──────── Records shown
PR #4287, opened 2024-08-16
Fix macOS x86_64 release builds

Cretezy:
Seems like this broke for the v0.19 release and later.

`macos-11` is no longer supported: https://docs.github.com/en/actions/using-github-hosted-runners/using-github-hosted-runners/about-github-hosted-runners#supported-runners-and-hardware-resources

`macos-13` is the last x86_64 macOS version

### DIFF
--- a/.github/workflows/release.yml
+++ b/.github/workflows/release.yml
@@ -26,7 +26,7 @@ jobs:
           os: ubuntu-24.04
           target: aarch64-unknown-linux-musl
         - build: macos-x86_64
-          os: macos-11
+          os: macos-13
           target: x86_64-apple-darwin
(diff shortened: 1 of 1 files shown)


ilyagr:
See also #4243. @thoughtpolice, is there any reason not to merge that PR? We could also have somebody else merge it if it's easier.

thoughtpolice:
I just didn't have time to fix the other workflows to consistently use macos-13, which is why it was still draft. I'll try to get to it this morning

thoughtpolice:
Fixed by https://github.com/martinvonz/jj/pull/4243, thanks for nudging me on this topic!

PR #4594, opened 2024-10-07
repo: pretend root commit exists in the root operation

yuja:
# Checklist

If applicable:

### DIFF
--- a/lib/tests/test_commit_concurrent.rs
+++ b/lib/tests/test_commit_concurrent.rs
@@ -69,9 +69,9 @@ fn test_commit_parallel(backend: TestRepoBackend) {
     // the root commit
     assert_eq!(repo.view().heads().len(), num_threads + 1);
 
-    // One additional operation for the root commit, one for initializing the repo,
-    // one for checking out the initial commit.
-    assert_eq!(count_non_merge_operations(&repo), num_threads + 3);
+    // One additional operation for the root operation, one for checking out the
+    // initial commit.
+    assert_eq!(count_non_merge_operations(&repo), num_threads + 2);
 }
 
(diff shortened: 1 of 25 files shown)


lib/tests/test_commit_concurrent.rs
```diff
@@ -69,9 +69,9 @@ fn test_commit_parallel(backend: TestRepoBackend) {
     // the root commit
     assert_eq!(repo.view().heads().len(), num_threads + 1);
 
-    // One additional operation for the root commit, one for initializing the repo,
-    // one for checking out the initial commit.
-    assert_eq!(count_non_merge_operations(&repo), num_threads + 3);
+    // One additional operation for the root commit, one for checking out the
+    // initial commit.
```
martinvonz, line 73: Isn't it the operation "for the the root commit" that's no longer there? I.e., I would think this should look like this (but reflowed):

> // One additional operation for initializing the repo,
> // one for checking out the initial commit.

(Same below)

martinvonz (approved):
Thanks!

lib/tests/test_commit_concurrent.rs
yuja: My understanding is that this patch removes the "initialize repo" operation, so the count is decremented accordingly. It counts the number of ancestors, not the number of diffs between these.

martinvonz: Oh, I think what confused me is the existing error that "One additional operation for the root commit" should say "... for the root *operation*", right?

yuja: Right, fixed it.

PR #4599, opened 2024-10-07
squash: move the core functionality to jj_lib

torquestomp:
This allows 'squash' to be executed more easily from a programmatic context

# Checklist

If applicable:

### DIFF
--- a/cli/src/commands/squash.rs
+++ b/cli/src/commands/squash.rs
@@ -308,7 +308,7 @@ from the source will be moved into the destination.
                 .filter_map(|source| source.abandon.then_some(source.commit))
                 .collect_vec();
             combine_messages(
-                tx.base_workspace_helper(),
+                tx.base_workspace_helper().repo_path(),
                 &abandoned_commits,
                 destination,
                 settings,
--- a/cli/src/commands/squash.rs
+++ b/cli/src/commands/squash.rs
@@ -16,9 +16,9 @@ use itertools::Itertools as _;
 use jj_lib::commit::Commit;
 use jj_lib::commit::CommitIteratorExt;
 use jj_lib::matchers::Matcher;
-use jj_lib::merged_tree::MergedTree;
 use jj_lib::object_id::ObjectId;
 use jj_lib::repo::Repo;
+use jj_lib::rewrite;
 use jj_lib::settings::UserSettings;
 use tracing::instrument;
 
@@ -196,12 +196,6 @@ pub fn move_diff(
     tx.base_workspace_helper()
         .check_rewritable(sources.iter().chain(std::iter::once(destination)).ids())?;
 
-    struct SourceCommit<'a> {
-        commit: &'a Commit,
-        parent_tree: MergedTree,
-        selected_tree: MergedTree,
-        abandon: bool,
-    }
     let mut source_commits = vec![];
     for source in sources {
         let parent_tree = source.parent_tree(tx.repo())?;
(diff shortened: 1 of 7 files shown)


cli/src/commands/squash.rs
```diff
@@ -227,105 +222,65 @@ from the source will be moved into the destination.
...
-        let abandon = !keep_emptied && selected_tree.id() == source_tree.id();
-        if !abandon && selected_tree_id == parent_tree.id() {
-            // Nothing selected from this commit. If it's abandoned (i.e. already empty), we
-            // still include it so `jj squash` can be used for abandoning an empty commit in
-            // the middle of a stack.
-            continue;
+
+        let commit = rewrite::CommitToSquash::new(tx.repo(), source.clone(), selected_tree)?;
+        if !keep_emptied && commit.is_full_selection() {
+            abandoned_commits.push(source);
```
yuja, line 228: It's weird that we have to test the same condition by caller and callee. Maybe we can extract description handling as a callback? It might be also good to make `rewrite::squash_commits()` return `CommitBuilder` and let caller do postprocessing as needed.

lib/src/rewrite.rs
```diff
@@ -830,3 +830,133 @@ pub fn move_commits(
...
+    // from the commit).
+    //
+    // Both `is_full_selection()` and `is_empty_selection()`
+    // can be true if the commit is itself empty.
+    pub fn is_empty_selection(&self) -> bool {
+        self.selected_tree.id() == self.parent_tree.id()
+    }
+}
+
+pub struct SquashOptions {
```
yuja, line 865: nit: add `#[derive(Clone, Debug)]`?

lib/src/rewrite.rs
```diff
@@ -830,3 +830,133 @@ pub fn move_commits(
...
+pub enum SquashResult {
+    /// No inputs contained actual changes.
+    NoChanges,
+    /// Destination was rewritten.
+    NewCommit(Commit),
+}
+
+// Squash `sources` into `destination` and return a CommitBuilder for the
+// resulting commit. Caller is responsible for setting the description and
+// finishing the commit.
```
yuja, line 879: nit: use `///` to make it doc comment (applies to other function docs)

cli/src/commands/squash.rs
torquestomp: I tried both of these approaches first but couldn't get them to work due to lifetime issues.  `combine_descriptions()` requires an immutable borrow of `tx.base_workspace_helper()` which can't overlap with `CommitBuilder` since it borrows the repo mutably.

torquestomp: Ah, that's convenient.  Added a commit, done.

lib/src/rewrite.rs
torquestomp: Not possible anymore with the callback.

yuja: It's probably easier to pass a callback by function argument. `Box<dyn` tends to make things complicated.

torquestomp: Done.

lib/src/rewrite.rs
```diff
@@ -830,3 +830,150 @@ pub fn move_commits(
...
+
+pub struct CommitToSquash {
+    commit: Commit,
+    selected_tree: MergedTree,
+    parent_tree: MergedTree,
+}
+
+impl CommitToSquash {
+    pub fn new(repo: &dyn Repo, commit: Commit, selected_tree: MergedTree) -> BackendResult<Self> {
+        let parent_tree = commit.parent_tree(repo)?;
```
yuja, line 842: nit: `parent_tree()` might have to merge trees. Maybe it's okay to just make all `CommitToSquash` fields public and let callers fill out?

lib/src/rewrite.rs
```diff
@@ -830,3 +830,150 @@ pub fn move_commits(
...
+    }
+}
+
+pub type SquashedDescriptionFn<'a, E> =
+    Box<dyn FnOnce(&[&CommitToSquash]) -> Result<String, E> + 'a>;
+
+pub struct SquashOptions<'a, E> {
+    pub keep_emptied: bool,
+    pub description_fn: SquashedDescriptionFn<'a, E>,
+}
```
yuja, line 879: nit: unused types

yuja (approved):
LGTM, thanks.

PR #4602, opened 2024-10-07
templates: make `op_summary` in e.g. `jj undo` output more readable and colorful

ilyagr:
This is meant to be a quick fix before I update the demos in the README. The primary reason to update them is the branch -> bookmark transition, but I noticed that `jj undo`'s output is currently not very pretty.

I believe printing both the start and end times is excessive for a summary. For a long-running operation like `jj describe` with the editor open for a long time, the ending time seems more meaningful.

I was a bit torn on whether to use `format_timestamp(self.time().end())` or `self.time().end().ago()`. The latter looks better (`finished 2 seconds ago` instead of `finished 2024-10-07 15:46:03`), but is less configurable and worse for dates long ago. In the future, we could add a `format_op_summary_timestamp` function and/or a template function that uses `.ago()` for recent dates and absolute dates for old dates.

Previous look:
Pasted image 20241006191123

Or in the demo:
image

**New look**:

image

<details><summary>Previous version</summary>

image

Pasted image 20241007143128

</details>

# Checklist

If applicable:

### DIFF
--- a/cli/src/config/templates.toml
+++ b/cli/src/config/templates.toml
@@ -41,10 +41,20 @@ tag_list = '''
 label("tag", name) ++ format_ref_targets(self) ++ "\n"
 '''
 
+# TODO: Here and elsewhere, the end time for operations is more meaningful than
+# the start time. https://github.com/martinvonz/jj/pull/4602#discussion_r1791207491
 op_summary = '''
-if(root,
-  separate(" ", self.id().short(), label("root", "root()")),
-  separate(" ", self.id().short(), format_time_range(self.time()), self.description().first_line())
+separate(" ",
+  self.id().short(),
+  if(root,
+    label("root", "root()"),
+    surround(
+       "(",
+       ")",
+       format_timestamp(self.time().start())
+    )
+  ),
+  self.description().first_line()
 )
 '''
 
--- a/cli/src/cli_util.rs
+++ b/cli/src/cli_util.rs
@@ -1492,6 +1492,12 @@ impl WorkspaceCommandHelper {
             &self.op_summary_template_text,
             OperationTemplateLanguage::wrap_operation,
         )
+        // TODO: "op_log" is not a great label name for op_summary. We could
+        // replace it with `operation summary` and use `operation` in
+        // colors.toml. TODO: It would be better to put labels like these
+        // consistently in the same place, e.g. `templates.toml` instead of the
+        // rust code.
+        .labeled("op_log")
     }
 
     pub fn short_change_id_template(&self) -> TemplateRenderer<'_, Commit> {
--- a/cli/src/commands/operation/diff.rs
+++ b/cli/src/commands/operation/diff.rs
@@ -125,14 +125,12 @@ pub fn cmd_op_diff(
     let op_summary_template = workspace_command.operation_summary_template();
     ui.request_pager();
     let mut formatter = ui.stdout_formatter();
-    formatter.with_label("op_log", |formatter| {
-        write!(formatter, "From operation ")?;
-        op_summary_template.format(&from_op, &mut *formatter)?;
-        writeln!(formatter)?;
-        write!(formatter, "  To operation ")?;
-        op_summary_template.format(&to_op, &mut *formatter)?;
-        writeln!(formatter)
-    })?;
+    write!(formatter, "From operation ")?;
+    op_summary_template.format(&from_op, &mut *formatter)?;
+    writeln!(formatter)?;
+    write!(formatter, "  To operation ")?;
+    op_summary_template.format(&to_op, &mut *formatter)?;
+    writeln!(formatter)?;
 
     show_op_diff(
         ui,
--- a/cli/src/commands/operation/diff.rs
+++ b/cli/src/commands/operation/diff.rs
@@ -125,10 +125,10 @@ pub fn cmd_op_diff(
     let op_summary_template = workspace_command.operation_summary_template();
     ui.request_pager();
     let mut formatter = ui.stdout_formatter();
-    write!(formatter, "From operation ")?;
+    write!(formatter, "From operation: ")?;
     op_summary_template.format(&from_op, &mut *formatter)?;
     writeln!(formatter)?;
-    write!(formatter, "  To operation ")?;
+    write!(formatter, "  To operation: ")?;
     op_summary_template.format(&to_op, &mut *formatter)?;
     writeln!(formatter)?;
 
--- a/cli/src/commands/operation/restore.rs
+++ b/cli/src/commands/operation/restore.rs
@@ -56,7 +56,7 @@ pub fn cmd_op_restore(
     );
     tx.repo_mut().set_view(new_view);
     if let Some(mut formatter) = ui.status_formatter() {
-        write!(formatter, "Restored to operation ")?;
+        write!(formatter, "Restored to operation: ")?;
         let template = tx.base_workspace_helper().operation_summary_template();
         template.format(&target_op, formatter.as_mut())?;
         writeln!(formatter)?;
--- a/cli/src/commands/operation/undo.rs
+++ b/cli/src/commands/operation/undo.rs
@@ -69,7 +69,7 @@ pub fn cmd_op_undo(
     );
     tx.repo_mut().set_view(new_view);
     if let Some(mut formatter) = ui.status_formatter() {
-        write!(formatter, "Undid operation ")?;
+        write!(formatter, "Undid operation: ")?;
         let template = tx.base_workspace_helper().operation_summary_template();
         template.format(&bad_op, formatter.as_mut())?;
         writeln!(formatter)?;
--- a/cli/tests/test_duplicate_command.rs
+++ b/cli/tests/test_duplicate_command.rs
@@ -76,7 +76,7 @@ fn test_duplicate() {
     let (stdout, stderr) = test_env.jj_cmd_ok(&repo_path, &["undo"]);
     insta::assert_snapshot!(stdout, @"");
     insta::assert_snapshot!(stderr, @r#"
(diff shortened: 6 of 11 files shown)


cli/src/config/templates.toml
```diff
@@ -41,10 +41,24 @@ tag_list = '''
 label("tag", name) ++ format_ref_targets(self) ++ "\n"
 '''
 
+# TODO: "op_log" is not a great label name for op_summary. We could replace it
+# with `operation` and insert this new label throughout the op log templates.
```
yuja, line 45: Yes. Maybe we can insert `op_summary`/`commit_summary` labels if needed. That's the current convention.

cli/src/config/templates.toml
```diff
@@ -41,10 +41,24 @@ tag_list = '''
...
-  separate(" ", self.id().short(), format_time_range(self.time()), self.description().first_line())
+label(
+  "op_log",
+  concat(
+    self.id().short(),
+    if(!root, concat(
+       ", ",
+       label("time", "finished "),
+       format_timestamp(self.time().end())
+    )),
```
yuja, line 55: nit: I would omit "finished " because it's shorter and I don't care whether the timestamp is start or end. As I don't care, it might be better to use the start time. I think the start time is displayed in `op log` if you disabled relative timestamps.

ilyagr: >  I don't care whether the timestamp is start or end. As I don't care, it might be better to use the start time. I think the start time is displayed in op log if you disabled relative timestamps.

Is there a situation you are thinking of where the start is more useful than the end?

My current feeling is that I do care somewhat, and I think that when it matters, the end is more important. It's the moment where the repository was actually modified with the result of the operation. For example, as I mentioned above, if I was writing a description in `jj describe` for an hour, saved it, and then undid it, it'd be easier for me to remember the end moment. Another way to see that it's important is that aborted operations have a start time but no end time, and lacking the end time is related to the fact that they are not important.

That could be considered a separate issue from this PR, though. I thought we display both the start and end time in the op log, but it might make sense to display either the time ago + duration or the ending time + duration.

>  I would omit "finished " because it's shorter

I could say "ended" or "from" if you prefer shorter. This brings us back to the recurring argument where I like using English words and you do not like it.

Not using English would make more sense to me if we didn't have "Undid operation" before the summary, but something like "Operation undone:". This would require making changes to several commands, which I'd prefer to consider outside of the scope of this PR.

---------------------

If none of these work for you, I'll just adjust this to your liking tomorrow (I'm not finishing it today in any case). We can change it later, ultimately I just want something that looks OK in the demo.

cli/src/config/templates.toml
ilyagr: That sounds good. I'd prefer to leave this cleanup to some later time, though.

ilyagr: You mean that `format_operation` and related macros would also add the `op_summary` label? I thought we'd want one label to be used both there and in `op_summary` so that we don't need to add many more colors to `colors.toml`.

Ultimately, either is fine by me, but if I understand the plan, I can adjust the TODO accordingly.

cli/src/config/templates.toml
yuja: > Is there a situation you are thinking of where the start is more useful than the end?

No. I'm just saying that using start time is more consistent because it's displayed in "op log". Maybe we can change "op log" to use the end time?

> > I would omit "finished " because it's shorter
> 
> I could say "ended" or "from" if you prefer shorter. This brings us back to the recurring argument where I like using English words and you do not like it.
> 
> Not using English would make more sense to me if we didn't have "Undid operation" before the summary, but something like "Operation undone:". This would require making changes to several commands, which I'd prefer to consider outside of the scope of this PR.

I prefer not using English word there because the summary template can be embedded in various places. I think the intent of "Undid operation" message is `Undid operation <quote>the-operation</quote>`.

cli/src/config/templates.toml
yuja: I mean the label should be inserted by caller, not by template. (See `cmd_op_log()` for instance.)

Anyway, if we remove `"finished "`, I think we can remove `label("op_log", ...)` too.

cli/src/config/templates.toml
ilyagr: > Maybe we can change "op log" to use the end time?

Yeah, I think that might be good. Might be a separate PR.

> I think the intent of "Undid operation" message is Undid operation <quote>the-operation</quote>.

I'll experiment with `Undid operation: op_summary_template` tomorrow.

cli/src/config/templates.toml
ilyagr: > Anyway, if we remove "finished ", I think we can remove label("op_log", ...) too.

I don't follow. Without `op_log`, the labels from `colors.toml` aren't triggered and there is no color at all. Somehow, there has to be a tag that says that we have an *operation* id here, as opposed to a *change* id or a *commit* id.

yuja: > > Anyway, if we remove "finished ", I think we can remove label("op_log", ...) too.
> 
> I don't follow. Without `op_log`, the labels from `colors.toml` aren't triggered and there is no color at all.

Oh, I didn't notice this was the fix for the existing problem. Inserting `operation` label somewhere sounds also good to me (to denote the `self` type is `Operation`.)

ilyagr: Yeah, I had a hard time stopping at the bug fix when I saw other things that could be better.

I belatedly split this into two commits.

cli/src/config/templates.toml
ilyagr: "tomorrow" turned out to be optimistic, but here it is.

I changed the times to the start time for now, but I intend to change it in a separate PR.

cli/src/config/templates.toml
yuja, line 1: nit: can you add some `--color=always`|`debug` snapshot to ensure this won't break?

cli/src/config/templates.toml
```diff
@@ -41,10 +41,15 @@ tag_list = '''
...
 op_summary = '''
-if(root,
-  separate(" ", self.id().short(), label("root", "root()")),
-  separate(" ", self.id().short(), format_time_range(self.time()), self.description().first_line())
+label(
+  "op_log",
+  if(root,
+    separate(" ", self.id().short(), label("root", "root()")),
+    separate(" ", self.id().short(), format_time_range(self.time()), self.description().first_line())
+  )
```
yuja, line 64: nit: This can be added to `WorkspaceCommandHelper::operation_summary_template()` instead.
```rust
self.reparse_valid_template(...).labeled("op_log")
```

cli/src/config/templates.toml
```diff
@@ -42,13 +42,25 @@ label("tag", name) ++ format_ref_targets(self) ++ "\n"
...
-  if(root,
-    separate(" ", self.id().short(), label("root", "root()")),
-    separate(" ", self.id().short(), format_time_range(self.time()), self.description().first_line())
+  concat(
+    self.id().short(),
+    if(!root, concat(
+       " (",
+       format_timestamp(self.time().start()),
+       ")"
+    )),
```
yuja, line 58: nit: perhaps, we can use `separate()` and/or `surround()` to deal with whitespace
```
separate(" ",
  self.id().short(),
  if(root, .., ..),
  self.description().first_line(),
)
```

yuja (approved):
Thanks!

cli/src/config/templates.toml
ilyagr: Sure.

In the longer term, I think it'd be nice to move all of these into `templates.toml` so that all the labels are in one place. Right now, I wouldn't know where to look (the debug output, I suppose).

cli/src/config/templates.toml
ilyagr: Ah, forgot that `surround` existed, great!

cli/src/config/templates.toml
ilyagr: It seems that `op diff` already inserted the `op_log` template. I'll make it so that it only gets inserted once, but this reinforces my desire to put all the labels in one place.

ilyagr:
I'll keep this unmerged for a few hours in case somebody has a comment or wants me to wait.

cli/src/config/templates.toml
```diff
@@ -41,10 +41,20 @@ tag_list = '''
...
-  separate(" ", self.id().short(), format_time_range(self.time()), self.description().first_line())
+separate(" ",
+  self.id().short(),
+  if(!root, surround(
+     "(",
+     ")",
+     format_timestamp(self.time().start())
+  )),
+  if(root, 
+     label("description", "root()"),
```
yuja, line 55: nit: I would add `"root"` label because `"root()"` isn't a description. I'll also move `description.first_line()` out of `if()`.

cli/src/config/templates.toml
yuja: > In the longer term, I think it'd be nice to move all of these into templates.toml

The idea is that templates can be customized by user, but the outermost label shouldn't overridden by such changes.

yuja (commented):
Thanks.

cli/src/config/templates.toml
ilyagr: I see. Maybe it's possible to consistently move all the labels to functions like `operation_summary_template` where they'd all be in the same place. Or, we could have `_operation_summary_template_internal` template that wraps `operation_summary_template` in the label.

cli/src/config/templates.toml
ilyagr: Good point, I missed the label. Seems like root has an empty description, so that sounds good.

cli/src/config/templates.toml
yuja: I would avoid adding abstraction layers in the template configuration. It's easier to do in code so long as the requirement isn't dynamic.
────────────────
How to complete this task: Stop after the line containing "is no longer": print exactly the lines from the start of the entries above up to it, that line included.

Your response:
PR #4287, opened 2024-08-16
Fix macOS x86_64 release builds

Cretezy:
Seems like this broke for the v0.19 release and later.

`macos-11` is no longer supported: https://docs.github.com/en/actions/using-github-hosted-runners/using-github-hosted-runners/about-github-hosted-runners#supported-runners-and-hardware-resources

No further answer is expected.